Years later, Sarah was able to muster the fortitude to return to that house. Jason was committed to a psychiatric unit and had to take a rainbow of pills and spend hours in therapy for the trauma he’d sustained. He woke at night sometimes, his nurse said, gasping in the middle of a delusional episode about all the faces on the walls, those horrible yelling faces, moaning about his dead friend at the top of the staircase, screaming...
Sarah supposed that it was a kind of guilt that made her drive out this way again after all this time. Guilt and resolve to see things finished. She thought that perhaps there were some things that festered inside people for so long that to face the reality of what it was now, in the here and now, would wreck them. Jason had suffered so much after his stunt that had gone wrong and found no closure. They never really had figured out what had happened.

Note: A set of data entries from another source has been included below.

PR #3456, opened 2019-06-10
Outgoing packet interceptor

mauriceackel:

* [ ] a bug fix
* [X] a new feature
* [ ] other

### Current behaviour
Outgoing packets cannot be intercepted in an easy way (i.e. for checking authentication before sending).

### New behaviour
Interceptors (middleware) can be registered on a namespace and socket in a similar way the connection middleware is registered. When Socket.packet is called to send a packet, all middleware is called, similar to the connection middleware. If no error occurred, the underlying client's packet() method is called. If one middleware returned an error, the error is sent to the client.

### DIFF
--- a/docs/API.md
+++ b/docs/API.md
@@ -29,6 +29,7 @@
     - [namespace.emit(eventName[, ...args])](#namespaceemiteventname-args)
     - [namespace.clients(callback)](#namespaceclientscallback)
     - [namespace.use(fn)](#namespaceusefn)
+    - [namespace.useinterceptor(fn)](#namespaceuseinterceptorfn)
     - [Event: 'connect'](#event-connect)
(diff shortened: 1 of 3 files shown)


lkho:
Hi all, I came across this idea too. There are many discussions on incoming packet middleware, but none of those mention outgoing packets.

Currently the only way of selecting which socket should receive a broadcast packet is by joining rooms.
However, if the filtering logic is not based on pre-computed data (i.e. can be pre-joined into a specific room), maybe time based or computed with local state variables etc., we do not have any way to hold back the packet once `nsp.emit()` is called. It might be broadcast to multiple nodes by the underlying adapter, and every other nodes will directly write to the engine without ever consulting the namespace.

Why is this closed? I think this will be a useful feature.

PR #3464, opened 2019-07-04
Fix documentation about default origins value. Update API.md

JonaMX:
I was struggling with CORS issues using explicitly the default origins value `*` on development, a value that is retrieved from a `.env` file, but turns out that the default is actually `*:*`.

* [ ] a bug fix
* [ ] a new feature
* [ ] other

### Current documentation
origins (String): the allowed origins (`*`)

### New documentation
origins (String): the allowed origins (`*:*`)


darrachequesne:
@JonaMX thanks!

Issue #3567, opened 2020-03-26
socket.client.request.client.getPeerCertificate() always returns null.


Andrewiski:
If client certificates are enabled on the server there is no way to get to the underlying clientCertificate as socket.client.request.client.getPeerCertificate() always returns null.  

This happens even if the the client certificate is valid and authorized.

`socket.client.request.client.authorized = true`

I belive this is the result of a change in node tls functionality.

[https://github.com/nodejs/node/commit/eff8c3e02417652b78436eaa10d049e8c60e5275](https://github.com/nodejs/node/commit/eff8c3e02417652b78436eaa10d049e8c60e5275)

`

var httpsOptions = {
        key: fs.readFileSync(path.join(__dirname, 'serverkey.pem')),
        cert: fs.readFileSync(path.join(__dirname,  'servercert.pem')),
        requestCert: true,
        rejectUnauthorized:false
    };
    https_srv = https.createServer(httpsOptions, app).listen(objOptions.httpsport, function () {
        //console.log('Express server listening on port ' + port);
        writeToLog("info",'Express server listening on https port ' + objOptions.httpsport);
    });
    io.attach(https_srv);

io.on('connection', function (socket) {
let cert = socket.client.request.client.getPeerCertificate();
        if (cert) {
           console.log(cert.subject.CN);
        }else{
           console.log("cert is null");
        }
}
`

Andrewiski:
editing /lib.client.js   and calling getPeerCertificate() on creating allows it to be used later.

function Client(server, conn){
  this.server = server;
  this.conn = conn;
  this.encoder = server.encoder;
  this.decoder = new server.parser.Decoder();
  this.id = conn.id;
  this.request = conn.request;
  **this.cert = conn.request.client.getPeerCertificate();**
  this.setup();
  this.sockets = {};
  this.nsps = {};
  this.connectBuffer = [];
}

socket.client.cert is populated when accessed in io.on('connection', function(socket){
  if( socket.client.cert){
     console.log("this works " + socket.client.cert.subject.CN);
 }
}

darrachequesne:
I could indeed reproduce the issue you're describing, sorry for the delay. I think one should be able to fetch the certificate at the Engine.IO level:

```js
io.engine.on("connection", (rawSocket) => {
  rawSocket.peerCertificate = rawSocket.request.client.getPeerCertificate();
});

io.on("connection", (socket) => {
  console.log(socket.conn.peerCertificate);
});
```

[...]

PR #3568, opened 2020-03-26
Assign the peerCertificate before Node.js closes the connection

Andrewiski:

* [x] a bug fix
* [ ] a new feature
* [ ] other

### Current behaviour
socket.client.request.client.getPeerCertificate() always returns null

### New behaviour
socket.client.peerCertificate is populated before the underlying TLS is closed so it is available 
on socket.on("connection")

I belive this is the result of a change in node tls functionality.

[https://github.com/nodejs/node/commit/eff8c3e02417652b78436eaa10d049e8c60e5275](https://github.com/nodejs/node/commit/eff8c3e02417652b78436eaa10d049e8c60e5275)

[https://github.com/socketio/socket.io/issues/3567](https://github.com/socketio/socket.io/issues/3567)

### DIFF
--- a/lib/client.js
+++ b/lib/client.js
@@ -28,6 +28,13 @@ function Client(server, conn){
   this.decoder = new server.parser.Decoder();
   this.id = conn.id;
   this.request = conn.request;
+  if(conn.request.client && conn.request.client.getPeerCertificate){
+    this.peerCertificate = conn.request.client.getPeerCertificate();
+  }else
+  {
+    this.peerCertificate = null;
+  }
+  this.request = conn.request;
   this.setup();
   this.sockets = {};
   this.nsps = {};


dasilvacontin:
This might be hard to merge unless it can easily be tested, or a test is provided.

I also worry whether this takes into account when a session is reused, like discussed in this issue (https://github.com/nodejs/node/issues/3940).

Andrewiski:
Since this is used for client security auth its like having the connection is the certificate is no longer valid the client will need to get a new one and recreate the connection anyways, 

Are you asking that I provide a test?  This is a fix for something that did work but because of a node.js change the getPeerCertificate goes away after initial https socket connection. All we are doing is making it live for the life of the connections.  I suppose if we were trying to save memory like they did we would only make it live during the socket.io connect event then remove it from memory.

if (socket.client.request.client.getPeerCertificate() === null) {
   console.log("Test Passed");
}else{
      console.log("Test Failed");
}

darrachequesne:

Andrewiski:
I assume from the response no one merged my pull request into the main branch so going forward there is no way to view a client certificate on a socket.io connection to determine who the clinet is?  IE want to use TLS client certificates for client auth.  Currently all you know is the cert was signed by the CA not which cert or who is connecting.

darrachequesne:
@Andrewiski that's a valid concern actually, please see my answer here: https://github.com/socketio/socket.io/issues/3567#issuecomment-913089959

PR #3604, opened 2020-05-24
Add failing test for #3555 + the fix itself

### LINKED ISSUE #3555: Served socket.io client does not find client installed in own node_modules
### You want to:

* [x] report a *bug*
* [ ] request a *feature*

### Current behaviour

Sometimes other socket.io-client files are served, pot. very old and so incompatible versions.

### Steps to reproduce (if the current behaviour is a bug)

When it happens that e.g. an other version of socket.io-client is installed in the "root" node_modues and so the socket.io dependencies are installed in it own node_modules the current code logic in https://github.com/socketio/socket.io/blob/master/lib/index.js#L109 will not be able to find it because it only searches "to the top".
It will never find a client installed in node-modules/socket.io/node_modules/socket.io-client/... when there is a client package existing in npm structure „more above“

### Expected behaviour

Find the correct version, so start searching on it's own node_modules. I woud completely switch to use requirer.resolve

### Setup
- OS: irrelevant
- browser: multipe/irrelevant
- socket.io version: 2.3.0

### Other information (e.g. stacktraces, related issues, suggestions how to fix)

Idea for fix: see "Steps to reproduce". 

I could also provide a PR if it has a chance to be adopted.

dasilvacontin:

* [x] a bug fix
* [ ] a new feature
* [ ] other

### Current behaviour

Socket.io server ignores 'socket.io-client' module installed inside `socket.io` when there's an installation of 'socket.io-client' sibling to 'socket.io'.

### New behaviour

Now uses closest 'socket.io-client' installation.

Fix is by @Apollon77, taken from PR #3557. Their fix fixes #3555.

I added a failing test to show it actually had a behavior issue prior to the fix, and give an example of how it fails. Plus to prevent a regression in the future.

### DIFF
--- a/lib/index.js
+++ b/lib/index.js
@@ -106,7 +106,8 @@ Server.prototype.serveClient = function(v){
   if (!arguments.length) return this._serveClient;
   this._serveClient = v;
   var resolvePath = function(file){
-    var clientPath = require.resolve('socket.io-client'); // resolve the client dep. end in lib/index
+    // resolve the client dep. The resulting string ends with `lib/index.js`
+    var clientPath = require.resolve('socket.io-client');
     return path.normalize(path.join(path.dirname(clientPath), '..', '..', file));
   };
   if (v && !clientSource) {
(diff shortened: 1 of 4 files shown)


darrachequesne:
Superseded by https://github.com/socketio/socket.io/commit/7603da71a535481e3fc60e38b013abf78516d322 (included in `socket.io@3.0.0`). Thanks for the pull request!

PR #3679, opened 2020-11-06
Enables disabling autojoin to a room with the socket's id

bytenik:

* [ ] a bug fix
* [x] a new feature
* [ ] other

### Current behaviour

Upon connection, sockets automatically join a room based on their id.

### New behaviour

Upon connection, sockets only automatically join a room based on their id if the autojoin option is enabled. (It defaults to `true` for backward compatibility.)

Our use case of socket.io doesn't require this "convenience room." However, its existence is a major issue for us because it has allowed a DOS attack -- each room creation is causing allocation of AWS resources via our socket.io adapter, which can't be immediately released. We hit our AWS quota for SNS topic resources and then crash.

### DIFF
--- a/lib/index.ts
+++ b/lib/index.ts
@@ -143,6 +143,11 @@ interface ServerOptions extends EngineAttachOptions {
    * @default 45000
    */
   connectTimeout: number;
+  /**
+   * whether or not to automatically join clients to a room bearing the name of the client's id
+   * @default true
+   */
+  autoJoin: boolean;
 }
 
 export class Server extends EventEmitter {
@@ -152,6 +157,8 @@ export class Server extends EventEmitter {
   readonly _parser;
   /** @private */
   readonly encoder: Encoder;
+  /** @private */
+  readonly autoJoin: boolean;
 
   /**
    * @private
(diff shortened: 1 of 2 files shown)


darrachequesne:
@bytenik can't you just ignore the join in your adapter if `id === room`?

bytenik:
@darrachequesne No -- we do sometimes manually want to create that room. Also, I've written the adapter to be general purpose / open source for the good of the community, so I don't want to put application-specific details in there. Also, while I don't recall how the Redis adapter handles rooms, I suspect its probably not great to have the Redis adapter get swarmed with thousands of room creations either.

darrachequesne:
> I suspect its probably not great to have the Redis adapter get swarmed with thousands of room creations either

That used to be the case in the first versions of the Redis adapter, but we had this exact problem (subscribing to a new topic when the socket join a room).

The Redis adapter now subscribes to `socket.io#<namespace>#*` (wildcard) and the broadcast events are published to `socket.io#<namespace>#<room>` and filtered upon reception (https://github.com/socketio/socket.io-redis/blob/5.4.0/index.js#L139-L141).

darrachequesne:

PR #112, opened 2021-02-13
Add GitHub Actions release workflows

mnmkng:
Release guide is [in Notion](https://www.notion.so/apify/Release-Process-7f2b48c4120b4ba6b9a7b3cae6c86583).


mnmkng:
Ok, got it, need to replicate this config from Travis in GitHub Actions

```
addons:
    hosts:
        - localhost-test
```

jancurn (approved):
Thanks @mnmkng, the deployment looks a bit complicated, but let's see.

We can try to release version 0.5.0 with this new workflow. Or perhaps call it version 1.0?

mnmkng:
@jancurn yeah sadly actions have much more complex syntax than Travis.

But we need to fix the tests first. Dunno why they're failing now. Will check that on Monday.

mnmkng:
@jancurn Ok, so it's a DNS resolution issue for the non-existent hostname. Not sure yet what's a proper way to fix that.
image

jancurn:
> Ok, so it's a DNS resolution issue for the non-existent hostname. Not sure yet what's a proper way to fix that

@mnmkng The `non-existent-hostname` should test an invalid DNS resolution, not sure what is the problem, the pipeline breaks on that?

PR #114, opened 2021-02-18
fix: remove dependency on node's `_http_common` module

### LINKED ISSUE #50: Avoid requiring the _http_common module
Otherwise, the package is not usable from Electron. See https://github.com/apifytech/apify-js/issues/522

The module is only needed for `isInvalidHeader()` in https://github.com/apifytech/proxy-chain/blob/master/src/tools.js#L2

Double-check that the HTTP header validation is compatible with Node.js' header validation (they change HTTP parser in version 12 I think, which has slightly different behavior), perhaps in unit tests we could test against Node's internal methods too, just to be sure.

B4nan:
The checks is `isInvalidHeader` method are now backported from node's source.
Both methods were just a regexp checks, so it was trivial to use the very same
logic as in node.

The implementation changed a bit, `checkInvalidHeaderChar` is now implemented via regexp check,
and the `validateHeader` method was split into `validateHeaderName` and `validateHeaderValue`.

Both regexps are taken from the latest code from master. Also verified the exiting test in node,
but they seem to be aligned with the existing test suite (added only one additional assertion
for `undefined`).

Closes #50

### DIFF
--- a/src/tools.js
+++ b/src/tools.js
@@ -1,5 +1,3 @@
-import { _checkIsHttpToken, _checkInvalidHeaderChar } from '_http_common'; // eslint-disable-line
-
 const HOST_HEADER_REGEX = /^((([a-zA-Z0-9]|[a-zA-Z0-9][a-zA-Z0-9-]*[a-zA-Z0-9])\.)*([A-Za-z0-9]|[A-Za-z0-9][A-Za-z0-9-]*[A-Za-z0-9]))(:([0-9]+))?$/;
 
 /**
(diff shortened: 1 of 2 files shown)


src/tools.js
```diff
@@ -42,15 +40,35 @@ const HOP_BY_HOP_HEADERS_REGEX = new RegExp(`^(${HOP_BY_HOP_HEADERS.join('|')})$
...
 export const isHopByHopHeader = (header) => HOP_BY_HOP_HEADERS_REGEX.test(header);
 
+const TOKEN_REGEX = /^[\^_`a-zA-Z\-0-9!#$%&'*+.|~]+$/;
+
+/**
+ * Verifies that the given val is a valid HTTP token per the rules defined in RFC 7230
+ * @see https://tools.ietf.org/html/rfc7230#section-3.2.6
+ * @see https://github.com/nodejs/node/blob/8cf5ae07e9e80747c19e0fc04fad48423707f62c/lib/_http_common.js#L222
+ */
+export const isHttpToken = (val) => TOKEN_REGEX.test(val);
```
B4nan, line 50: maybe its better not to export those?

src/tools.js
```diff
@@ -42,15 +40,35 @@ const HOP_BY_HOP_HEADERS_REGEX = new RegExp(`^(${HOP_BY_HOP_HEADERS.join('|')})$
...
+const HEADER_CHAR_REGEX = /[^\t\x20-\x7e\x80-\xff]/;
+
+/**
+ * True if val contains an invalid field-vchar
+ *  field-value    = *( field-content / obs-fold )
+ *  field-content  = field-vchar [ 1*( SP / HTAB ) field-vchar ]
+ *  field-vchar    = VCHAR / obs-text
+ * @see https://github.com/nodejs/node/blob/8cf5ae07e9e80747c19e0fc04fad48423707f62c/lib/_http_common.js#L233
+ */
+export const isInvalidHeaderChar = (val) => HEADER_CHAR_REGEX.test(val);
```
B4nan, line 61: maybe its better not to export those?

src/tools.js
jancurn: Yeah, I'd skip the exports, no need for it..

jancurn (approved):
Looks great, thanks!

Issue #30, opened 2018-12-17
How to get headers from Connect Event


Benraay:
Hi I'm using your proxy-chain module for some it works very well with my previous proxy with the anonymize function  but I have a new one : ProxyMesh, 
I need to send some headers only to the proxy and not to the final website, how can I achieve this ?
need to send this header "X-ProxyMesh-Not-IP" 

also I need to get some headers from the proxy after the first call to "connect" on the proxy
I need to get the "X-ProxyMesh-IP"
find more info here: https://docs.proxymesh.com/article/7-request-response-headers#https

whole documentation : https://docs.proxymesh.com/article/7-request-response-headers

I suppose I need to use the prepareRequestFunction but I could not get it working !

I need this on HTTPS final sites  !! the proxy is http

Benraay:
here is a code sample using the raw node http module I hope this helps

`const http = require('http')
const https = require('https')
const username = 'username'
const password = 'password'
const auth = 'Basic ' + Buffer.from(username + ':' + password).toString('base64');

http.request({
     host: 'fr.proxymesh.com', // IP address of proxy server
     port: 31280, // port of proxy server
     method: 'CONNECT',
     path: 'api.ipify.org', // some destination,
     headers: {
         'Host' : "https://api.ipify.org",
         'Proxy-Authorization': auth
         },
     }).on('connect', (res, socket) => {
         if (res.statusCode === 200) { // connected to proxy server
             //get the ip used by proxymesh here
             console.log("IP : "+res.headers["x-proxymesh-ip"]);
             https.get({
                     host: 'api.ipify.org',
                     socket: socket, // using a tunnel
                     agent: false    // cannot use a default agent
                     path: '/' //put here the path ont the target site
             }, (res) => {
                 let chunks = []
                 res.on('data', chunk => chunks.push(chunk));
                 res.on('end', () => {
                         console.log('DONE', Buffer.concat(chunks).toString('utf8'))
                 })
             })
         }
     }).on('error', (err) => {
           console.error('error', err)
     }).end();`

Benraay:
Hi here,

after some investigation I could find where the CONNECT action is done

it's done inside handler_tunnel_chain.js on line 44
the onTrgRequestConnect function returns a response object with the headers I need.

is there an easy way to listen to that event, I don't see any emit on that one, could be great to add some option for emiting that event with headers

jancurn:
[...]

PR #116, opened 2021-02-22
Exposing the CONNECT response details of chained tunnels via a new event

starrify:
This is considered useful when some proxy providers may include useful information (e.g. for debugging) in the CONNECT response headers.

Implements #30.

This PR is based on the earlier commit in #31 (thanks @Benraay!) with these additional changes:
- Resolved conflicts between the earlier commit and the current `master` branch.
- Added a new test case for this very feature
- Slightly adjusted the callback interface in `listenConnectAnonymizedProxy`
- Renamed the event name (`onTrgRequestConnect` -> `tunnelConnectResponded`) for this may be accessed by users directly (via `server.on`).

### DIFF
--- a/src/anonymize_proxy.js
+++ b/src/anonymize_proxy.js
@@ -99,6 +99,6 @@ export const listenConnectAnonymizedProxy = (anonymizedProxyUrl, onTrgRequestCon
         onTrgRequestConnectCallback(false);
     }
     server.on('onTrgRequestConnect', ({ response, socket, head }) => {
-        onTrgRequestConnectCallback(response,socket,head);
+        onTrgRequestConnectCallback({ response,socket,head });
     });
 };
--- a/src/anonymize_proxy.js
+++ b/src/anonymize_proxy.js
@@ -86,3 +86,19 @@ export const closeAnonymizedProxy = (anonymizedProxyUrl, closeConnections, callb
         });
     return nodeify(promise, callback);
 };
+
+/**
+ * Add a callback on 'onTrgRequestConnect' Event in order to get headers from CONNECT tunnel to proxy
+ * Useful for some proxies that are using headers to send information like ProxyMesh
+ * @param anonymizedProxyUrl
+ * @param onTrgRequestConnectCallback
+ */
+export const listenConnectAnonymizedProxy = (anonymizedProxyUrl, onTrgRequestConnectCallback) => {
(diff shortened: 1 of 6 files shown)


Benraay:
Good news !
Never got the time to add tests thanks for going on !

src/anonymize_proxy.js
```diff
@@ -86,3 +86,19 @@ export const closeAnonymizedProxy = (anonymizedProxyUrl, closeConnections, callb
...
+/**
+ * Add a callback on 'tunnelConnectResponded' Event in order to get headers from CONNECT tunnel to proxy
+ * Useful for some proxies that are using headers to send information like ProxyMesh
+ * @param anonymizedProxyUrl
+ * @param tunnelConnectRespondedCallback
+ */
+export const listenConnectAnonymizedProxy = (anonymizedProxyUrl, tunnelConnectRespondedCallback) => {
+    const server = anonymizedProxyUrlToServer[anonymizedProxyUrl];
+    if (!server) {
+        tunnelConnectRespondedCallback(false);
```
jancurn, line 99: Would be better to return `null`, to avoid mixing of types (object vs boolean). And you probably need to return from the function.

src/anonymize_proxy.js
```diff
@@ -86,3 +86,19 @@ export const closeAnonymizedProxy = (anonymizedProxyUrl, closeConnections, callb
         });
     return nodeify(promise, callback);
 };
+
+/**
+ * Add a callback on 'tunnelConnectResponded' Event in order to get headers from CONNECT tunnel to proxy
+ * Useful for some proxies that are using headers to send information like ProxyMesh
+ * @param anonymizedProxyUrl
+ * @param tunnelConnectRespondedCallback
```
jancurn, line 94: Please could you describe the callback params here?

jancurn (changes requested):
Looks great, many thanks! I've just a small comment. Also, would be great if you could add a short description to README about this event and function.

starrify:
Hi @jancurn , thanks for the rapid response and the review opinions. I've had this PR updated accordingly by adding two new commits.

jancurn (approved):
Awesome, many thanks for a nice PR.

mnmkng (approved):
Nice, thanks!

thomas510111:
I think it would be a good idea to also pass the proxyChainId. Created a PR.
https://github.com/apify/proxy-chain/pull/173

PR #124, opened 2021-04-07
parseUrl: return standard ports for http(s) when port is not specified

### LINKED ISSUE #123: Anonymize proxy throw hostname and port error when they are present
Hi,

From version 0.4.8 and on I can't anonymize URLs like `http://proxy:proxy321@my.domain.com`, `http://proxy:proxy321@my.domain.com:80` due to a change on `/src/tools.js:parseUrl`. This is happening because `new URL(...)` omit the default protocol port causing the `anonymizeProxy(...)` to throw an error `Invalid "proxyUrl" option: the URL must contain both hostname and port.`.

```
> new URL('http://proxy:proxy321@my.domain.com:80')
URL {
  href: 'http://proxy:proxy321@my.domain.com/',
  origin: 'http://my.domain.com',
  protocol: 'http:',
  username: 'proxy',
  password: 'proxy321',
  host: 'my.domain.com',
  hostname: 'my.domain.com',
  port: '', // Empty port event when it is present
  pathname: '/',
  search: '',
  searchParams: URLSearchParams {},
  hash: ''
}
```

A possible fix here would be set the default http port on `anonymizeProxy` when `parsedProxyUrl.protocol === 'http:'` and port is empty. Thoughts?

Thank you.

valekjo:
Proxy url returns standard ports for few protocols (see https://nodejs.org/api/url.html#url_url_port) when no port is explicitly specified.

Removed tests which needlesly require the standard port
 - in `createTunnel`, only the parsed url is used in the end, so it should be ok
 - in `anonymizeProxy`, the raw (unparsed) url is passed to `Server` through `prepareRequestFunction`. There it also uses only the parsed version.

Resolves #123

### DIFF
--- a/src/tools.js
+++ b/src/tools.js
@@ -80,9 +80,13 @@ const bulletproofDecodeURIComponent = (encodedURIComponent) => {
 };
 
 // Ports returned by `parseUrl` when port is not explicitly specified.
+// Values are based on node docs: https://nodejs.org/api/url.html#url_url_port
 const STANDARD_PORTS_BY_PROTOCOL = {
+    'ftp:': 21,
     'http:': 80,
     'https:': 443,
+    'ws:': 80,
+    'wss:': 443,
 };
 
 /**
--- a/src/tools.js
+++ b/src/tools.js
@@ -79,6 +79,12 @@ const bulletproofDecodeURIComponent = (encodedURIComponent) => {
     }
 };
 
+// Ports returned by `parseUrl` when port is not explicitly specified.
+const STANDARD_PORTS_BY_PROTOCOL = {
+    'http:': 80,
+    'https:': 443,
+};
+
 /**
  * Parses a URL using Node.js' `new URL(url)` and adds the following features:
  *  - `port` is casted to number / null from string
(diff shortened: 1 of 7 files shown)


src/tools.js
```diff
@@ -79,6 +79,16 @@ const bulletproofDecodeURIComponent = (encodedURIComponent) => {
...
 
+// Ports returned by `parseUrl` when port is not explicitly specified.
+// Values are based on node docs: https://nodejs.org/api/url.html#url_url_port
+const STANDARD_PORTS_BY_PROTOCOL = {
+    'ftp:': 21,
+    'http:': 80,
+    'https:': 443,
+    'ws:': 80,
+    'wss:': 443,
+};
```
gutobortolozzo, line 90: @valekjo Do you think worth adding socks default port?

https://tools.ietf.org/html/rfc1928

src/tools.js
```diff
@@ -128,6 +138,11 @@ export const parseUrl = (url) => {
         }
     }
 
+    // Add default port based on protocol when no port is explicitly specified.
```
jancurn, line 141: Pls can we add mention to docs?

jancurn (approved):
Good job @valekjo

src/tools.js
valekjo: I don't think it's necessary, unless we decide to add all standard ports. This covers ports that are "stripped out" by `new URL(url)`. Is that ok?

jancurn (approved):

jancurn:
@valekjo oh, pls can you update the CHANGELOG and bump package.json version? Not sure what the deploy process is (cc @mnmkng )

mnmkng (approved):

src/tools.js
gutobortolozzo: Sounds good

PR #130, opened 2021-04-21
fix EventEmitter memory leak

0xGREG:
When the listener is running I get this error every second: `MaxListenersExceededWarning: Possible EventEmitter memory leak detected. 11 error listeners added to [Socket]. Use emitter.setMaxListeners() to increase limit`

When I launched my app with `node --trace-warnings app.js` it showed that the stack trace is at line 284 in server.js. The server registers the error listener repeatedly so I added a small hack to remove every error listener before adding a new one.

There might be better ways to solve this but this is a solution for now.

### DIFF
--- a/src/server.js
+++ b/src/server.js
@@ -211,6 +211,7 @@ export class Server extends EventEmitter {
         // See https://github.com/apify/proxy-chain/issues/53
         // TODO: HandlerBase will also attach its own 'error' handler, we should only attach this one
         //  if HandlerBase doesn't do it, to avoid duplicate logs
+        socket.removeAllListeners('error'); // remove all listeners to prevent memory leak
         socket.on('error', (err) => {
             this.log(handlerOpts.id, `Source socket emitted error: ${err.stack || err}`);
         });


jancurn:
@0xGREG thanks for the analysis and the fix. Are you using HTTP or HTTPS connections? I'm thinking there might be a better way to do this.

0xGREG:
@jancurn I use HTTP connections.

mnmkng:
@jancurn what solution were you thinking?

jancurn:
I think this might be caused by the fact that HTTP sockets are recycled, and the handlers keep attaching. Hence it only happens for HTTP connections, not HTTPs. I'd prefer a little more directed fix, the suggested solution looks bit like a hotfix that might introduce some other issues. But didn't have time to look more into this...

mnmkng:
Yeah, we'll look into it when we can.

0xGREG:
Hey, any update on this?

mnmkng:
Maybe @szmarczak would like to take this next week?

szmarczak:
Sure.

0xGREG:
Hey, I don't know if you had time to check @szmarczak , but I think a proper solution would be check if our error listener was added already or no, and if no, add it. I don't know how to enumerate the listeners though, I've been looking for a function but I couldn't find one.

szmarczak:
> I think a proper solution would be check if our error listener was added already or no, and if no, add it.

Have you seen my PR?

0xGREG:
> Have you seen my PR?

Just did, thanks!

PR #133, opened 2021-05-07
added support for custom proxy headers with upstream proxy

lbosse:


lbosse:
Meant to PR on my local fork....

All they knew was Kiel was dead and it had happened in that house.
But she could see things finished. It wouldn’t wreck her.
It’s just a house, Sarah rationalised to herself. Just a house.
There was a bakery that smelt irresistible so she bought herself a bagel and a juice on the way. She knew that some would consider it weird that she could eat her fill so calmly before revisiting the scene of old nightmares but Sarah didn’t care. She wished Jason could have come with her, though. Maybe some of his ghosts would have been put to rest if he had been able to manage it.
Maybe he could have told her not to bring the thing she had buried deep in her left pocket.
The drive wasn’t far and the scenery was quite lovely. Places where horrible things happened weren’t necessarily horrible themselves. Sarah could appreciate that.
Then there it was. It hadn’t decayed much since the police had ransacked it all that time ago. There were a few more holes in the walls now, to be sure, some major structural damage. Those blackened looming trees, the silent sentinels of that house, seemed to appraise her. Sarah shut the car door with a little more strength than was necessary and almost spooked herself.
Ghosts didn’t linger but memories could. Sarah’s skin prickled.
Stop being so frightened, she instructed herself. It’s just a house. It can’t hurt you.
The door was still ajar. Sarah retraced her own timid footsteps. It no longer stank so badly in that house, now that the body had been long removed and the gentle tug of nature had dragged most of the house’s innards to be exposed to the elements. The conversion was almost complete. The house was a wretched shell with nothing left inside but memories. The ‘faces’ on the wall had long since degraded, to be etched out of existence by mould and moss.
Sarah painstakingly dragged what little dry wood she could find into a pile against the sturdiest wall that remained. It took her a good half an hour but she made a tepee of sorts and packed in some of her bagel’s paper packet for tinder. The cardboard juice box was tossed in too. Then she fished the box of matches out of her left pocket and lit one. Warm, red light spilt over her fingers.
It’s just a house.
Just the house.
But house or not, the memories clung to her and cut her deep within. Sorrow and guilt and horror were not things she wanted to hang onto any longer. The improvised tepee of tinder caught alight and Sarah trekked back outside to watch the house burn. Flame was dancing up the walls and shining out of those tacky windows within a couple of minutes. By the time she was satisfied that the fire would catch and smoke had begun to etch the orange sky, it was time she required her headlights on to drive away.
It’s not a house anymore.
Sarah trailed off down the road and didn’t look back.